PR #1001, opened 2026-05-29
Add documentation for when live migration is multithreaded

DorBreger:
this explicitly documents that VMs with explicitly defined cpu limits (not ones created by the autocpulimits feature) will not go through parallel live migration as per [this line of code ](https://github.com/kubevirt/kubevirt/blob/913717faa83bbe8ca6b588c2ee14a5ed465757cf/pkg/virt-handler/migration-source.go#L639).

### DIFF
--- a/docs/compute/live_migration.md
+++ b/docs/compute/live_migration.md
@@ -264,6 +264,7 @@ the VM the guest executes on). There are many reasons for migrations to fail con
 high dirty-rate or low resources like network bandwidth and CPU. On such scenarios, see the following
 alternative strategies below.
 
+For virtual machines that explicitly set resource limits, multithreaded migration is disabled and single-threaded migration will be used instead.
 ### Post-copy
 The way post-copy migrations work is as following:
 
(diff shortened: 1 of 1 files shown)


jean-edouard (commented):
/approve

docs/compute/live_migration.md
```diff
@@ -264,6 +264,7 @@ the VM the guest executes on). There are many reasons for migrations to fail con
 high dirty-rate or low resources like network bandwidth and CPU. On such scenarios, see the following
 alternative strategies below.
 
+For virtual machines that explicitly set resource limits, multithreaded migration is disabled and single-threaded migration will be used instead.
```
jean-edouard:
```suggestion
For virtual machines that explicitly set CPU resource limits, multithreaded migration is disabled and single-threaded migration will be used instead.
```

aburdenthehand:
/lgtm
Thanks for the fix @DorBreger and welcome to KubeVirt!

PR #1029, opened 2026-09-02
installation: document host kernel / EL userland compatibility

lyarwood:
**What this PR does**

Adds a short "Host Kernel and Userland Compatibility" subsection to the installation prerequisites.

`virt-launcher` ships an Enterprise Linux (CentOS Stream / RHEL) based libvirt/qemu userland. The host kernel's KVM and vhost interfaces are used to negotiate virtual device features (e.g. virtio-net offloads), so running the EL userland on a substantially different host kernel — particularly a newer, non-EL kernel — can cause feature-negotiation mismatches. These may only surface later, for example as live migration failures where the destination QEMU rejects device state negotiated on the source.

The docs previously described host requirements only in terms of capabilities (`virt-host-validate`, `/dev/kvm`, `/dev/vhost-net`, `/dev/net/tun`) with no guidance on host-kernel/userland alignment.

**Related**

- Tracking issue: kubevirt/kubevirt#19000
- Motivating bug: kubevirt/kubevirt#16386

/sig documentation

### DIFF
--- a/docs/cluster_admin/installation.md
+++ b/docs/cluster_admin/installation.md
@@ -103,6 +103,25 @@ virtualization workloads:
       QEMU: Checking if device /dev/net/tun exists                               : PASS
     ...
 
+### Host Kernel and Userland Compatibility
+
+The `virt-launcher` container ships an Enterprise Linux (CentOS Stream / RHEL)
+based libvirt and QEMU userland. Running this userland on a host kernel that
+diverges significantly from the one it was built against — in particular a
+newer, non-Enterprise-Linux kernel — is not recommended.
+
+The KVM and vhost interfaces exposed by the host kernel are used to negotiate
+virtual device features (for example virtio-net offloads). A host kernel that
+offers a different set of features than the bundled userland expects can lead to
+device feature-negotiation mismatches. These may only surface later, for example
+as live migration failures where the destination QEMU rejects device state that
+was negotiated on the source
+(see [kubevirt/kubevirt#16386](https://github.com/kubevirt/kubevirt/issues/16386)).
+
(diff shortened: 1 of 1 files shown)


0xFelix (commented):
Can you add an overview / matrix, which documents which KubeVirt release images are built on which EL userspace?

nestoracunablanco:
+1 to this PR. Even for an experienced user or developer, finding the root cause could be very difficult. It would be helpful if the KubeVirt Operator had explicit expectations for the host and detected violations during a preflight check, but that is out of scope for this PR.

I’ll be happy to LGTM once @0xFelix’s comment has been addressed.

lyarwood:
> Can you add an overview / matrix, which documents which KubeVirt release images are built on which EL userspace?

@0xFelix Possibly, tables like this do turn into a maintenance burden after a while, for example:

https://docs.openstack.org/nova/latest/reference/libvirt-distro-support-matrix.html

I wonder if we could automate capturing this in the sig-release repo somehow and just link to that from here?

lyarwood:
> > Can you add an overview / matrix, which documents which KubeVirt release images are built on which EL userspace?
> 
> @0xFelix Possibly, tables like this do turn into a maintenance burden after a while, for example:
> 
> https://docs.openstack.org/nova/latest/reference/libvirt-distro-support-matrix.html
> 
> I wonder if we could automate capturing this in the sig-release repo somehow and just link to that from here?

https://github.com/kubevirt/sig-release/issues/69 created to try and automate this

0xFelix (commented):
Sounds reasonable. Would also be great to add a link to the table here later.

/lgtm

aburdenthehand:
/approve
Top stuff

PR #3, opened 2020-04-03
Jon asked me to revert his implementation to fix omp_lock

estewart08:


estewart08:
Wanted to make sure Jon and others still wanted this in aomp 11.

JonChesterfield:
The clock/spinlock version is worse than the one based on sleep.

Trunk prints "unsupported", but that breaks critical sections which are otherwise OK.

No version actually provides a per-thread lock

I think we should move to the per-warp lock based on sleep for aomp-11.

ronlieb:
after I made the fix for asserter_ok, which modified the code generation for __kmpc_active)thread)mask and __kmpc_syncwarp to both emit a 64 bit type for parameter and return type, I noticed that omp_lock test started passing. 

in light of the above i am not sure we need to revert this patch.

The fix I made was related to the patch below that came in from upstream,
seems like its fixing a similar problem.

commit 2cd7fafc11fc1f721e88257d9befcc36ccf54294
Author: Alexey Bataev <a.bataev@hotmail.com>
Date:   Mon Aug 26 19:07:48 2019 +0000

    [OPENMP][NVPTX]Fix critical region codegen.
    
    Summary:
    Previously critical regions were emitted with the barrier making it a
    worksharing construct though it is not. Also, it leads to incorrect
    behavior in Cuda9+. Patch fixes this problem.

estewart08:
omp_lock should be passing because these patches have been applied by Jon already. He is saying that this solution should be done another way and we should revert these proposed already applied patches.

JonChesterfield:
I like the s_sleep version. It works for critical and as well as the clock version for locks

ronlieb:
On April 3, your test report stated that omp_lock is failing. So is  this schroedinger's test case? it passes and it fails ?

JonChesterfield:
I've somewhat lost the thread of patches and branches, but can say amd-stg-openmp has the implementation of amdgcn_locks.hip that I think we should be shipping.

estewart08:
Ok, closing the request.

▸ WHAT THE TASK ASKS
When you have gone through the records above, say how many lines include the word "wonder", and write nothing besides that number.

▸ OUTPUT BELOW
2